The February 2026 trade agreement between the United States and Bangladesh has been marketed as a pragmatic bargain: a little tariff relief here, a little market access there, and supposedly a stronger bilateral partnership at the end of it. That is the sales pitch. The reality looks far uglier. Read the public text closely, and the agreement appears less like balanced trade diplomacy and more like a structured invitation for U.S. capital to penetrate Bangladesh’s most strategic sectors under terms written to privilege American commercial power. Even Washington barely disguises this.
The U.S. Trade Representative boasts that the deal delivers “unprecedented levels of market access” for American exporters and strengthens U.S. “national and economic security.” When the stronger party openly declares that its own strategic advantage is a central outcome, Bangladesh should ask a hard question: whose interests was this pact really built to serve?
The most alarming feature is the direct opening of Bangladesh’s strategic economy to U.S. investors. In Annex III, Article 1.16, Bangladesh undertakes to liberalise foreign equity caps for U.S. investment in oil and gas, insurance, and telecommunications. It must also facilitate No Objection Certificates for U.S. investors and make capital transfers more efficient. This is not a minor technical tweak. It is a political choice to weaken Bangladesh’s discretion over who gets to own, finance, and influence sectors tied to national resilience. Oil and gas are not just commodities; they are the operating core of energy security. Telecommunications is not just another service market; it is the nervous system of a modern state. Opening these sectors under asymmetric pressure means handing leverage to foreign firms whose first duty is to shareholders, not to Bangladesh’s long-term development.
That danger is not abstract. Bangladesh’s energy economy remains highly exposed: the World Bank says imported LNG already accounts for more than one-fourth of total gas consumption, while about 42 percent of total gas consumption is in the power sector. The U.S. Commerce Department’s own country guide says natural gas remains the cornerstone of Bangladesh’s power generation, accounting for roughly 50 percent of the electricity supply. In plain terms, gas is not a peripheral input; it is one of the country’s energy lifelines. If the sector is opened further on terms designed to reassure and accelerate U.S. investment, Dhaka risks surrendering strategic control at the very moment its energy dependence is already deepening. A state facing fuel insecurity should be consolidating sovereign oversight, not loosening it in favour of foreign capital.

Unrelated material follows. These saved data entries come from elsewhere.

PR #2670, opened 2021-08-18
Fix `comparePreference` function when only one media type specified

### LINKED ISSUE #2668: `comparePreference` returns wrong results if only one media type is specified in the accept header
### Describe the bug

I want to write a API that offers different image formats. Therefore I have this in my code for testing:

```swift
switch req.headers.accept.comparePreference(for: .png, to: .gif) {
case .orderedAscending:
    print("prefer gif")
case .orderedDescending:
    print("prefer png")
case .orderedSame:
    print("same")
}
```

This works fine when the accept header contains both media types:
`image/png;q=0.5,image/gif;q=0.1` -> prefer png
`image/png;q=0.5,image/gif;q=0.8` -> prefer gif
`image/png;q=0.5,image/*;q=0.3` -> prefer png

The problem appears if the accept header misses one type:
`image/png;q=0.5` => prefer gif

I checked the `comparePreference` function, and think there is a issue with the cases when only one media type can be found in the header.

### To Reproduce

Register a new endpoint:
```swift
func test(req: Request) throws -> String {
    switch req.headers.accept.comparePreference(for: .png, to: .gif) {
    case .orderedAscending:
        return "prefer gif"
    case .orderedDescending:
        return "prefer png"
    case .orderedSame:
        return "same"
    }
}
```

Then send a request with the accept header `image/png;q=0.5` to the new endpoint. The response should be "prefer png" instead of "prefer gif".

### Expected behavior

The `comparePreference` function should prefer the accepted media type.

### Environment

* Vapor Framework version: 4.48.3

Worse, the agreement does not stop at investment opening. Section 6 of Annex III records Bangladesh’s intention to facilitate 14 Boeing aircraft purchases, around $15 billion in U.S. energy purchases over 15 years, and roughly $3.5 billion in U.S. agricultural purchases.
The same package also requires Bangladesh to submit a full WTO notification of subsidies within six months of entry into force. Put together, this is not free trade in any meaningful developmental sense. It is a funnel: open your strategic sectors, buy our fuel, buy our planes, buy our farm products, and align your commercial regime ever more closely with our priorities. The United States presents this as reciprocity. It looks far more like coercive commercial choreography.
Bangladeshi critics are therefore right to see predation in the design of this pact. Even where the published text names oil and gas, insurance, and telecommunications rather than “minerals” in so many words, the pattern is unmistakable: strategic assets and strategic infrastructure are being pried open for American advantage.
Washington gets deeper market penetration, larger guaranteed commercial opportunities, and tighter economic alignment. Bangladesh gets a marginal tariff adjustment and a major sovereignty problem. This is the old imperial formula in updated legal language: not occupation by troops, but extraction through clauses, schedules, approvals, and locked-in commercial dependence.
Bangladesh should reject this logic outright. Any future arrangement must ring-fence energy, and other strategic sectors from externally pressured liberalisation; require parliamentary scrutiny; preserve the state’s power to cap foreign ownership; and tie any outside investment to binding local value addition, technology transfer, and public-interest review.
A sovereign country does not throw open its lifelines because a superpower offers a thinner tariff stick. It protects them. Otherwise, today’s “market access” becomes tomorrow’s dependency trap.